Click the Append button, then we enter the append mode. In this mode, when you click the canvas twice, a rectangle (bounding box) will be drawn according to the two points captured by our program. You will be asked to input the person id as soon as the rectangle is drawn. And after a valid person id is given, a bounding box will display with the person’s name and id in case of our carelessness. You are free to draw whatever number of bounding boxes you want just like figure 10 shows until you click the “Cancel” button.
If you are not satisfied with your boxes and want to eliminate some of them, you just need to click the “Cancel” button then the “Delete” button to enter the delete mode. Then just move your mouse inside a rectangle off which you want to get rid. The borders of the boxes containing the mouse will turn their color into red. Simply left click the mouse, then the boxes with red borders will disappear. Figure 11 and 12 show an example.

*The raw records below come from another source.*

PR #3391, opened 2019-05-09
Bug Fix: Avoid Dgraph cluster getting stuck in infinite leader election

manishrjain:
Dgraph Alphas were calculating snapshots and checkpoints in the main Raft loop, which depending upon disk speed caused Ticks to not be done for seconds. This caused the followers to assume that the leader is unavailable, triggering an election. Because the checkpoint and snapshot calculation happens every 30s, the election was happening every 30s as well.

This PR moves both of those outside the main loop into their own goroutine (colocated with the code which shuts down Raft node). Tested successfully with a live cluster which was exhibiting these symptoms.

This PR also tracks how many heartbeats have come in and gone out from each node and prints them out under V(3). Useful for debugging.

The PR improves upon and uses x.Timer to track Raft.Ready components' latencies and report them in both Alphas and Zeros. This fixes the incorrect statement we were making about disk latency being the primary cause of Raft.Ready being slow.

---
This change is [Reviewable](https://reviewable.io/reviews/dgraph-io/dgraph/3391)

### DIFF
--- a/conn/node.go
+++ b/conn/node.go
@@ -72,6 +72,8 @@ type Node struct {
 	// The stages are proposed -> committed (accepted by cluster) ->
 	// applied (to PL) -> synced (to BadgerDB).
 	Applied y.WaterMark
+
+	Heartbeats int64
 }
 
 type ToGlog struct {
@@ -155,6 +157,16 @@ func NewNode(rc *pb.RaftContext, store *raftwal.DiskStorage) *Node {
 	return n
 }
 
+func (n *Node) ReportRaftComms() {
+	ticker := time.NewTicker(10 * time.Second)
+	defer ticker.Stop()
+
+	for range ticker.C {
+		num := atomic.SwapInt64(&n.Heartbeats, 0)
+		glog.V(2).Infof("RaftComm: [%#x] Heartbeats exchanged since last report: %d", n.Id, num)
+	}
+}
+
 // SetRaft would set the provided raft.Node to this node.
 // It would check fail if the node is already set.
 func (n *Node) SetRaft(r raft.Node) {
@@ -233,6 +245,7 @@ func (n *Node) Send(msg raftpb.Message) {
 	if glog.V(2) {
 		switch msg.Type {
 		case raftpb.MsgHeartbeat, raftpb.MsgHeartbeatResp:
+			atomic.AddInt64(&n.Heartbeats, 1)
 		case raftpb.MsgReadIndex, raftpb.MsgReadIndexResp:
 		case raftpb.MsgApp, raftpb.MsgAppResp:
 		case raftpb.MsgProp:
--- a/conn/node.go
+++ b/conn/node.go
@@ -73,7 +73,8 @@ type Node struct {
 	// applied (to PL) -> synced (to BadgerDB).
 	Applied y.WaterMark
 
-	Heartbeats int64
+	heartbeatsOut int64
+	heartbeatsIn  int64
 }
 
 type ToGlog struct {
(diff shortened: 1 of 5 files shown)


danielmai:
___
*[conn/node.go, line 253 at r1](https://reviewable.io/reviews/dgraph-io/dgraph/3391#-LePRXLL2UIkuUdehSi7:-LePRXLM8Cmp-7lCQegQ:bwl09j5) ([raw file](https://github.com/dgraph-io/dgraph/blob/f5f170e254f0d690f5e4154255305afdfb3b2f38/conn/node.go#L253)):*
> ```Go
> 		switch msg.Type {
> 		case raftpb.MsgHeartbeat, raftpb.MsgHeartbeatResp:
> 			atomic.AddInt64(&n.heartbeatsOut, 1)
> ```

This happens in glog.V(2) but the ticker in ReportRaftComms only zeroes out heartbeats in glog.V(3). Is that OK?

danielmai:
___
*[conn/raft_server.go, line 232 at r1](https://reviewable.io/reviews/dgraph-io/dgraph/3391#-LePRp4MB9WvUkzrphsh:-LePRp4MB9WvUkzrphsi:b-fbl9fl) ([raw file](https://github.com/dgraph-io/dgraph/blob/f5f170e254f0d690f5e4154255305afdfb3b2f38/conn/raft_server.go#L232)):*
> ```Go
> 				switch msg.Type {
> 				case raftpb.MsgHeartbeat, raftpb.MsgHeartbeatResp:
> 					atomic.AddInt64(&n.heartbeatsIn, 1)
> ```

Same question here too about incrementing in V(2) and glogging/zero-ing in V(3).

conn/node.go
```diff
@@ -72,6 +72,9 @@ type Node struct {
 	// The stages are proposed -> committed (accepted by cluster) ->
 	// applied (to PL) -> synced (to BadgerDB).
 	Applied y.WaterMark
+
+	heartbeatsOut int64
```
mangalaman93: atomic package issues here? This is 64 bit. https://golang.org/pkg/sync/atomic/#pkg-note-BUG

conn/node.go
```diff
@@ -155,6 +158,20 @@ func NewNode(rc *pb.RaftContext, store *raftwal.DiskStorage) *Node {
 	return n
 }
 
+func (n *Node) ReportRaftComms() {
+	if !glog.V(3) {
```
mangalaman93: Shouldn't this work for level > 3 too?

worker/draft.go
```diff
@@ -964,14 +983,13 @@ func (n *node) Run() {
 				span.End()
 				ostats.RecordWithTags(context.Background(),
 					[]tag.Mutator{tag.Upsert(x.KeyMethod, "alpha.RunLoop")},
-					x.LatencyMs.M(x.SinceMs(start)))
+					x.LatencyMs.M(float64(timer.Total())/1e6))
```
mangalaman93: could divide by time.MilliSecond instead here

x/x.go
```diff
@@ -391,18 +395,24 @@ func (t *Timer) Start() {
...
 
 func (t *Timer) Total() time.Duration {
-	return time.Since(t.start)
+	return time.Since(t.start).Round(time.Millisecond)
 }
 
-func (t *Timer) All() []time.Duration {
-	return t.records
+func (t *Timer) String() string {
+	sort.Slice(t.records, func(i, j int) bool {
```
mangalaman93: Is sorting helpful in viewing the results?

PR #3392, opened 2019-05-09
Issue 3383: export \a character

codexnull:
An ASCII bell character added to the database escaped as \u0007 gets escaped to \a when exported. The \a escape sequence is not allowed by the lexer, so the exported file cannot be imported.

First I tried adding support for that sequence to the lexer for consistency with strconv.Quote, printf("%q"), and most quoting conventions. That worked for RDF but it turned out that JSON does not allow that escape sequence either. So the fix was instead to force it to \u0007 in the export.

---
This change is [Reviewable](https://reviewable.io/reviews/dgraph-io/dgraph/3392)

### DIFF
--- a/chunker/rdf/parse_test.go
+++ b/chunker/rdf/parse_test.go
@@ -486,17 +486,11 @@ var testNQuads = []struct {
 	},
 	{
 		input:       `_:0a. <name> <bad> .`,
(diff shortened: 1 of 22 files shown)


martinmr:
Ok. I'll take this over. I'll close this PR for now.

PR #3393, opened 2019-05-10
Fix deadlock: Break circular lock acquisition

manishrjain:
There's a deadlock potential here due to circular lock acquisition. This PR breaks that circle.

---
This change is [Reviewable](https://reviewable.io/reviews/dgraph-io/dgraph/3393)

### DIFF
--- a/posting/lists.go
+++ b/posting/lists.go
@@ -32,6 +32,7 @@ import (
 
 	"github.com/dgraph-io/badger"
 	"github.com/dgraph-io/badger/y"
+	"github.com/dgraph-io/dgo/protos/api"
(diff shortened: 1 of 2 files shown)


mehdiym:
Hello,
I'm using dGraph 1.0.15 with the go client, and I still have some rare deadlocks.

It doesn't happen with a database running for a long time.

It only happens just after a deep clear of the database (by removing p, w, zw directories) during the first tens/hundreds of queries/mutations.
I can only reproduce it with my test database as I regularly reset it this way.
If I just clear the database with a dropAll alteration, I doesn't happen anymore.

PR #3415, opened 2019-05-14
Call Sync explicitly to improve performance

manishrjain:
Instead of setting SyncWrites=true, we should call `db.Sync()` at the end of TxnWriter or when `raft.Ready().MustSync` is set to true. This is expected to be faster than when `SyncWrites` is blanket set to true without any change in data consistency behavior.

---
This change is [Reviewable](https://reviewable.io/reviews/dgraph-io/dgraph/3415)


posting/writer.go
```diff
@@ -104,6 +104,7 @@ func (w *TxnWriter) SetAt(key, val []byte, meta byte, ts uint64) error {
 }
 
 func (w *TxnWriter) Flush() error {
+	defer w.db.Sync()
```
golangcibot: Error return value of `w.db.Sync` is not checked (from `errcheck`)

PR #3560, opened 2019-06-14
Sending live loader error output to Stderr

gitlw:
This change is [Reviewable](https://reviewable.io/reviews/dgraph-io/dgraph/3560)


danielmai:
___
*[dgraph/cmd/live/batch.go, line 125 at r1](https://reviewable.io/reviews/dgraph-io/dgraph/3560#-LhMnhKo9oueBDOzYyiU:-LhMr9aYCH13885ndj74:bb4v3l1) ([raw file](https://github.com/dgraph-io/dgraph/blob/91ed74701ad2d49409a5511987142962ce746dc6/dgraph/cmd/live/batch.go#L125)):*
<details><summary><i>Previously, gitlw (Lucas Wang) wrote…</i></summary><blockquote>

I agree. So how about we add a -v flag to indicate whether these log lines should be shown? 
</blockquote></details>

Live loader already has `-v` as a global flag with glog around, and we make a deliberate choice to not use glog with tools like live loader. It makes it more confusing, but we could have a different flag to configure log verbosity for this.

manishrjain:
Is this being worked on? Or, can be closed?

PR #3583, opened 2019-06-20
Refactor Mutate function for processing mutation

mangalaman93:
Refactoring ensures the following -
  - The `doMutate` function was complex before doing things in sequence without any particular reasoning. Now we do the context check, health check, mutation allowed check first. Then we do authorization check, process query in case of upsert block and finally process mutation.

If you have finished annotating current frame (also the next one’s too), you can click “Next” button to enter the next image with which you are going to work. Any time, you are free to click “Previous” button to check the previous images up, regret and modify them. Be relaxed to click the exit button at the top right corner when you feel tired of this boring job. The program will automatically preserve your working process. Next time you open the application and browse the video folder, you are going to continue your work. One thing to be noted that you won’t be able to modify the images that you have viewed last time after you close the program and open it again because the “Previous” button is constrained to avoid such operations. The most previous image you can reach with this button is written into the working process file. Of course, you can easily modify the source codes to make it possible to modify any image at any time whenever you start BoundingBoxer.
“AnnotationProducer” is a simple Matlab script to transfer the bounding boxes text files into .mat file.